┌──
PR #73, opened 2019-07-24
Customized layer norm for pytorch tvm repo.

kimishpatel:
Summary:
This PR adds layer norm topi op. Provides correponding relay op.
Adds test cases.

Test Plan:
python custom_tvm_ops/tests/layer_norm_test.py

Reviewers:

Subscribers:

Tasks:

Tags:


custom_tvm_ops/attrs/layer_norm_attrs.h
```diff
@@ -0,0 +1,17 @@
+#pragma once
+
+#include <tvm/relay/expr.h>
+#include <tvm/attrs.h>
+
+namespace tvm {
+namespace relay {
+struct CustomLayerNormAttrs : public tvm::AttrsNode<CustomLayerNormAttrs> {
+  Array<Integer> axis;
+  bool affine{false};
```
llyfacebook: Can you also put this field in the declare statement?

custom_tvm_ops/tests/layer_norm_test.py
```diff
@@ -0,0 +1,202 @@
...
+source_location = os.path.abspath(__file__)
+pytorch_tvm_location = os.path.join(source_location, "../../..")
+pytorch_tvm_location = os.path.abspath(pytorch_tvm_location)
+logger = logging.getLogger()
+lib_path=os.path.join(pytorch_tvm_location, \
+        "build/custom_tvm_ops/topi/libcustom_tvm_ops_topi.so")
+torch.ops.load_library(lib_path)
+lib_path=os.path.join(pytorch_tvm_location, \
+        "build/custom_tvm_ops/relay/libcustom_tvm_ops_relay.so")
+torch.ops.load_library(lib_path)
```
llyfacebook: I think the library can be linked into torch_tvm and installed.

CMakeLists.txt
```diff
@@ -23,10 +23,12 @@ link_directories(${PYTORCH_DIR}/lib)
 
 add_subdirectory(pybind11)
 add_subdirectory(${TVM_DIR})
+add_subdirectory(custom_tvm_ops)
```
bwasti: I think it's easier to just add a folder `torch_tvm/ops/` and add `${CMAKE_CURRENT_SOURCE_DIR}/torch_tvm/ops/*.cpp` after line 4.  This will avoid the need for new linked libraries with identical build files

custom_tvm_ops/tests/layer_norm_test.py
```diff
@@ -0,0 +1,206 @@
+import numpy
```
bwasti: this file should all live within `test/test_operators.py` or a new file `test/test_custom_operators.py`

custom_tvm_ops/topi/topi.cc
```diff
@@ -0,0 +1,47 @@
+#include <tvm/build_module.h>
```
bwasti: can all of these files live in the same directory? maybe `torch_tvm/ops/layer_norm/`?  Since this is the first operator being added I think we can keep things relatively self contained rather than adding new directory structures

torch_tvm/compiler.cpp
```diff
@@ -72,6 +72,9 @@ tvm::relay::Expr TVMCompiler::convertToRelay(
     auto v = tvm::relay::ConstantNode::make(x);
     return v;
   }
+  // TODO: This can be just NDArray of num elements of IntList.
```
bwasti: I believe that is true.  Curious, are you planning to use this fact for this PR? If not, maybe file an issue for improvement

torch_tvm/compiler.cpp
```diff
@@ -176,13 +179,16 @@ tvm::relay::Function TVMCompiler::convertToRelay(
...
 
   tvm::Array<tvm::relay::Var> free_vars = tvm::relay::FreeVars(output);
-  AT_CHECK(
-      free_vars.size() <= input_vars.size(),
-      "Determined ",
-      free_vars.size(),
-      " free vars but only ",
-      input_vars.size(),
-      " inputs");
+  // Changing this to warning because layer norm may not make use of optional weight
```
bwasti: if the number of inputs is less than the number of free variables something is broken.  Any conditional on the use of an optional weight is either 1) constant or 2) dynamic.  If it's constant we need to propagate that information and reduce the number of free variables.  Otherwise we should create a dummy variable as an input

torch_tvm/operators.cpp
```diff
@@ -269,6 +317,9 @@ RegisterTVMOperator reg({
        auto out =
            tvm::relay::CallNode::make(op, bn_inputs, tvm::Attrs(attrs), {});
        TORCH_INTERNAL_ASSERT(node->outputs().size() == 1);
+       // Is this right? Seems strange to use tupleget node if we are returning before that.
```
bwasti: I'll need to double check this -- can you file it as an issue?

custom_tvm_ops/tests/layer_norm_test.py
bwasti: agreed we certainly don't want this kind of logic if we can avoid it

kimishpatel:
@bwasti, so I only see a couple of lines of code commented out. I will remove that. But if you see more, please do point. I might have missed.

custom_tvm_ops/tests/layer_norm_test.py
kimishpatel: So I did try to fix this but since I wanted to make some forward progress I punted it for future. The other fix that include this in torch_tvm was not something I wanted to go for, about which I responded in another comment to @bwasti.

CMakeLists.txt
kimishpatel: So I do not want the custom topi ops to be specific to torch_tvm. They can be used elsewhere as well if needed, so that was the main reason to keep the structure this way. It did introduce some issues but I think it is better this way. If you think otherwise let me know and we can resolve this.

custom_tvm_ops/tests/layer_norm_test.py
kimishpatel: So this goes in the same spirit as that of the other comment. My point was to keep custom tvm ops implemented in a separate place and tested independently. They do not have any dependency on torch_tvm.

custom_tvm_ops/topi/topi.cc
kimishpatel: I followed mostly the structure from tvm, like here: https://github.com/dmlc/tvm/tree/master/topi/include/topi.

torch_tvm/compiler.cpp
kimishpatel: Nope. Not in this PR. Will file an issue for improvement.

torch_tvm/compiler.cpp
kimishpatel: @bwasti, so this was one thing I was vary of. I do want to preserve this however the way op is that is it has optional weight and bias and there is single relay op. I did not want to bloat code and add a separate relay op with weight and bias. I did see that in batch_norm this is handled differently, but I wanted to avoid adding another CallNode which I was not sure would be eliminated. If you have a suggestions I am open to it.

torch_tvm/operators.cpp
kimishpatel: @bwasti, sure.

kimishpatel:
@bwasti, I guess you probably meant not the commented code but just the comments. Yes, I plant to remove it before landing.

CMakeLists.txt
bwasti: where else are these operators used?  should we just split it out into a separate repo then?

kimishpatel: Hmm. Yeah am not sure of that. Do you prefer to move this inside torch_tvm then and maybe move it out at a later point if we decide to?

custom_tvm_ops/topi/topi.cc
bwasti: I don't think we need to follow the structure of tvm for the addition of a single operator

kimishpatel:
@bwasti, addressed most of the comments.

CMakeLists.txt
```diff
@@ -32,6 +34,7 @@ target_include_directories(_torch_tvm PUBLIC
     ${CMAKE_CURRENT_SOURCE_DIR}
     ${CMAKE_CURRENT_SOURCE_DIR}/torch_tvm
     ${TVM_DIR}/include
+    ${TVM_DIR}/src
```
bwasti: curious, what include needs this?

torch_tvm/compiler.cpp
```diff
@@ -197,13 +201,15 @@ tvm::relay::Function TVMCompiler::convertToRelay(
...
+  // bias Vars. TODO: Figure out a better way of error checking.
   TORCH_CHECK(
-      free_vars.size() <= input_vars.size(),
-      "Determined ",
-      free_vars.size(),
-      " free vars but only ",
-      input_vars.size(),
-      " inputs");
+    free_vars.size() <= input_vars.size(),
```
bwasti: can we revert this change exactly so it doesn't show on the diff?

torch_tvm/compiler.h
```diff
@@ -8,8 +8,12 @@
 #include <tvm/build_module.h>
 #include <tvm/operation.h>
 
+#include <torch/csrc/jit/ir.h>
+
 #include <vector>
 
+using namespace torch::jit;
```
bwasti: we shouldn't use `using` in header files (just add it to the cpp files)

torch_tvm/compiler.h
```diff
@@ -8,8 +8,12 @@
 #include <tvm/build_module.h>
 #include <tvm/operation.h>
 
+#include <torch/csrc/jit/ir.h>
```
bwasti: is this necessary?

torch_tvm/custom_tvm_ops/relay/custom_layer_norm.cc
```diff
@@ -0,0 +1,89 @@
...
+
+#include <cstdint>
+
+namespace tvm {
+namespace relay {
+
+Expr MakeCustomLayerNorm(Expr data, Expr gamma, Expr beta,
+    const int num_axis_to_normalize,
+    const bool affine, const double eps) {
+  //CHECK(data.as<Tensor>()->shape.size() > normalize_axis.size());
```
bwasti: rm

torch_tvm/custom_tvm_ops/tests/layer_norm_test.py
```diff
@@ -0,0 +1,200 @@
...
+        print(tvm.lower(schedule, [input_ph, output_ph], simple_mode=True))
+
+    @staticmethod
+    def optimize_schedule(schedule, output_tensor):
+        mean_var_sum = output_tensor.op.input_tensors[0]
+        divide_1 = output_tensor.op.input_tensors[1]
+        divide_2 = output_tensor.op.input_tensors[2]
+        schedule[divide_1].compute_inline()
+        schedule[divide_2].compute_inline()
+        #schedule[mean_var_sum].compute_at(s[normalized_output_ph], normalized_output_ph.op.axis[0])
```
bwasti: rm

torch_tvm/custom_tvm_ops/tests/layer_norm_test.py
```diff
@@ -0,0 +1,200 @@
...
+        weights_ph = tvm.placeholder(weight_shape, name='weights_placeholder')
+        bias_ph = tvm.placeholder(weight_shape, name='bias_placeholder')
+        affine = False
+        layer_norm = tvm.get_global_func("nn.custom_layer_norm")
+        if weight is not None and bias is not None:
+            affine = True
+        normalized_output_ph = layer_norm(input_ph, weights_ph, bias_ph, \
+                num_axis_to_normalize, affine, CustomLayerNormUtils.EPSILON_FLOAT)
+        s = tvm.create_schedule([normalized_output_ph.op])
+        #optimize_schedule(s, normalized_output_ph)
```
bwasti: rm

torch_tvm/custom_tvm_ops/topi/topi_init.cc
```diff
@@ -0,0 +1,62 @@
...
+#include "custom_layer_norm_generic_sched.h"
+#include "custom_layer_norm.h"
+
+#include <mutex>
+
+namespace tvm {
+
+using tvm::relay::OpPatternKind;
+
+void registerCustomTopiSchedules() {
```
bwasti: can you use static init instead of std::once?

torch_tvm/operators.cpp
```diff
@@ -215,6 +219,55 @@ RegisterTVMOperator reg({
...
+       for (auto& dim : normalized_axis_shape) {
+         shape.push_back(dim);
+       }
+       auto attrs = tvm::make_node<tvm::relay::CustomLayerNormAttrs>();
+       attrs->num_axis_to_normalize = normalized_axis_shape.size();
+       auto eps = static_cast<double>(relayToConstant<float>(inputs[4]));
+       attrs->eps = eps;
+
+       TVMContext ctx_;
+       ctx_.device_type = kDLCPU;
```
bwasti: hmm, how will this fair in situations where we don't have CPU guaranteed?

CMakeLists.txt
kimishpatel: This ones: https://github.com/pytorch/tvm/pull/73/files#diff-2941f7ba675a837c849ce41ea7e78ce7R4-R5

torch_tvm/custom_tvm_ops/topi/topi_init.cc
kimishpatel: @bwasti, To be able encapsulate all this in a function is kind of nice. And if it is wrapped in a function I would think call_once is a good way to ensure single initialization. I am open to suggestions.

torch_tvm/operators.cpp
kimishpatel: Do you mean what happens when CPU is not available? Or the Tensors from pytorch are not on CPU? I think that requires handling outside of all this. From the implementations of other operators it does not seem to me that we handle cases for non-CPU devices.
In fact I would think that we would need to check that the graph being lowered has inputs on CPU until we expand the scope.

bwasti: if we set the `ctx_` in the module to GPU would this still work?

torch_tvm/custom_tvm_ops/topi/topi_init.cc
bwasti: Sorry, I wasn't clear - you can use a static initialization approach rather than calling the function repeatedly and guarding the execution with std::once.  The idea boils down to defining a static variable whose constructor does the registration.

You can find this paradigm littered throughout PyTorch, and might even be able to use some of the helpers https://bddppq.github.io/codebrowser/pytorch/pytorch/c10/util/Registry.h.html#5
https://bddppq.github.io/codebrowser/pytorch/pytorch/torch/csrc/jit/custom_operator.h.html#10
https://bddppq.github.io/codebrowser/pytorch/pytorch/torch/csrc/jit/pass_manager.h.html#9

torch_tvm/operators.cpp
kimishpatel: I think it should work ok. But I wouldn't trust without testing.

torch_tvm/custom_tvm_ops/topi/topi_init.cc
kimishpatel: So I have seen these in PyTorch codebase, and I think `auto reg_ptr = tvm::runtime::Registry::Get("relay.op._Register");` does something similar. So in effect this is doing the same thing, except it ensure we dont call this method more than once. 
If you want to remove call_once, it would just mean that we remove all the function boundaries so that code is executed when the lib is loaded. We can discuss this further if you think there is a more elegant approach, but I am not convinced of it or see it yet.

torch_tvm/custom_tvm_ops/topi/topi_init.cc
```diff
@@ -0,0 +1,62 @@
...
+#include <tvm/build_module.h>
+#include <tvm/relay/attrs/transform.h>
+#include <tvm/relay/op_attr_types.h>
+#include <tvm/relay/expr.h>
+#include <tvm/runtime/packed_func.h>
+
+#include <custom_tvm_ops/relay/layer_norm_attrs.h>
+
+#include "topi_init.h"
+#include "topi/generic/injective.h"
```
llyfacebook: Add this file?

kimishpatel: @llyfacebook, didn't follow your comment. Can you elaborate?

torch_tvm/compiler.cpp
bwasti: rm this comment?

torch_tvm/operators.cpp
```diff
@@ -215,6 +219,67 @@ RegisterTVMOperator reg({
...
+       ctx_.device_id = 0;
+
+       auto val = node->input(0);
+       auto pt_t = val->type()->cast<CompleteTensorType>();
```
bwasti: `inputs[0]` has all this information, right? we should avoid using `Node*` if we can.  This is replicating the logic in `compiler.cpp` and introducing a new API (`scalarTypeToTVMType`)

torch_tvm/operators.cpp
```diff
@@ -1,3 +1,5 @@
+#include <algorithm>
```
bwasti: what's this used for?

torch_tvm/compiler.h
```diff
@@ -10,6 +10,8 @@
 
 #include <vector>
 
+tvm::relay::DataType scalarTypeToTVMType(at::ScalarType pt_type);
```
bwasti: I don't think we want this public -- is there a good reason?

torch_tvm/custom_tvm_ops/topi/topi_init.cc
bwasti: let's discuss offline

torch_tvm/operators.cpp
kimishpatel: @bwasti, from what I understand input[0] which is Value*, does not have the scalarType of tensor in it. That is why it has TypePtr. I am open to suggestions but I dont see why exposing scalarTypeToTVMType is an issue.

torch_tvm/operators.cpp
kimishpatel: good catch. Will remove it.

torch_tvm/compiler.h
kimishpatel: This is needed in operator.cpp and I think we would need it to extract TVM type in other places where right now it is hardcoded to float.

torch_tvm/custom_tvm_ops/topi/topi_init.h
```diff
@@ -0,0 +1,5 @@
+#pragma once
+
+namespace tvm {
+void registerCustomTopiSchedules();
```
yinghai: For OSS, python oriented user this might be a problem.

bwasti: is there a pythonic way of registering relay compute?

yinghai: Yeah, but what I'm thinking is why not upstreaming this to TVM directly?

torch_tvm/custom_tvm_ops/topi/topi_init.cc
yinghai: I agree with @bwasti with the static trick.

torch_tvm/custom_tvm_ops/topi/topi_init.h
```diff
@@ -0,0 +1,4 @@
+#pragma once
```
bwasti: delete this file

torch_tvm/custom_tvm_ops/topi/topi_init.cc
```diff
@@ -0,0 +1,94 @@
+#include <topi/x86/default.h>
```
bwasti: this should just be `topi/custom_layer_norm.cc`

torch_tvm/custom_tvm_ops/topi/custom_layer_norm_generic_sched.h
```diff
@@ -0,0 +1,25 @@
+#pragma once
+
+namespace topi {
+using namespace tvm;
```
bwasti: don't use `using` in a header https://stackoverflow.com/questions/4872373/why-is-including-using-namespace-into-a-header-file-a-bad-idea-in-c

torch_tvm/custom_tvm_ops/topi/topi_init.cc
```diff
@@ -0,0 +1,94 @@
...
+#include <custom_tvm_ops/relay/layer_norm_attrs.h>
+
+#include "custom_layer_norm_generic_sched.h"
+#include "custom_layer_norm.h"
+
+namespace tvm {
+
+using tvm::relay::OpPatternKind;
+
+class CustomTOPIOpRegisterer {
```
bwasti: nit: name this `RegisterCustomLayerNorm` and make it a struct, removing the `public` just below

torch_tvm/custom_tvm_ops/topi/topi_init.h
bwasti: I'm not sure about that -- @kimishpatel ?

kimishpatel:
> torch_tvm/ops/topi/custom_layer_norm.cc # Implements and registers all topi stuff

I disagree with "torch_tvm/ops/topi/custom_layer_norm.cc # Implements and registers all topi stuff". I think we should keep implementation and registration different.

torch_tvm/custom_tvm_ops/topi/topi_init.h
kimishpatel: I thought I deleted it.

torch_tvm/custom_tvm_ops/topi/custom_layer_norm_generic_sched.h
```diff
@@ -0,0 +1,25 @@
+#pragma once
```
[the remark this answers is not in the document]
kimishpatel: I would like to keep sched, compute and registration separate.

torch_tvm/custom_tvm_ops/tests/layer_norm_test.py
```diff
@@ -0,0 +1,199 @@
+import numpy
```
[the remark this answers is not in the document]
kimishpatel: Thats why I did not name it so. Earlier I wanted it to be a separate test that is not tied to torch_tvm tests. But I can change it if you want.

torch_tvm/custom_tvm_ops/topi/topi_init.cc
kimishpatel: Got it.

torch_tvm/custom_tvm_ops/topi/custom_layer_norm_generic_sched.h
kimishpatel: Got it.

torch_tvm/custom_tvm_ops/topi/topi_init.cc
kimishpatel: So this becomes customer layer norm specific then. I think Lingyi is going to add his registration logic corresponding to his stuff here as well, in that case `RegisterCustomLayerNorm` name would not make sense.

bwasti: that's the point of static initialization -- we avoid blockers by keeping the registration in separate compilation units rather than putting it all into a single file

torch_tvm/custom_tvm_ops/topi/custom_layer_norm_generic_sched.h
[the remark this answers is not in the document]
bwasti: that's fine, but could we move all this heavy logic away from a header

torch_tvm/custom_tvm_ops/tests/layer_norm_test.py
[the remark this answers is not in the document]
bwasti: why don't you want this to work with unittest?

torch_tvm/custom_tvm_ops/topi/topi_init.h
kimishpatel: I am ok with upstreaming it. We can discuss this.

torch_tvm/custom_tvm_ops/topi/topi_init.cc
kimishpatel: I see. I think thats fair. But note that this would also mean each op we add has its own initialization file, which I think is ok but something to keep in mind. I will rename this to custom_layer_norm_init.cc then.

torch_tvm/custom_tvm_ops/topi/custom_layer_norm_generic_sched.h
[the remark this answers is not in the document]
kimishpatel: Sure.

bwasti:
> > torch_tvm/ops/topi/custom_layer_norm.cc # Implements and registers all topi stuff
> 
> I disagree with "torch_tvm/ops/topi/custom_layer_norm.cc # Implements and registers all topi stuff". I think we should keep implementation and registration different.

that's fine, but for consistency's sake we need to split up the relay stuff too right?

torch_tvm/custom_tvm_ops/tests/layer_norm_test.py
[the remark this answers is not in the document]
kimishpatel: Actually no reason. Let me rename it.

kimishpatel:
> Assuming you are still planning to rename `topi_init.cc`?

Oh yes. Will do that before merging.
└──
## Exercise requirements
Each line of the entries above that contains "TODO" is to be copied.

## Result
+  // TODO: This can be just NDArray of num elements of IntList.
+  // bias Vars. TODO: Figure out a better way of error checking.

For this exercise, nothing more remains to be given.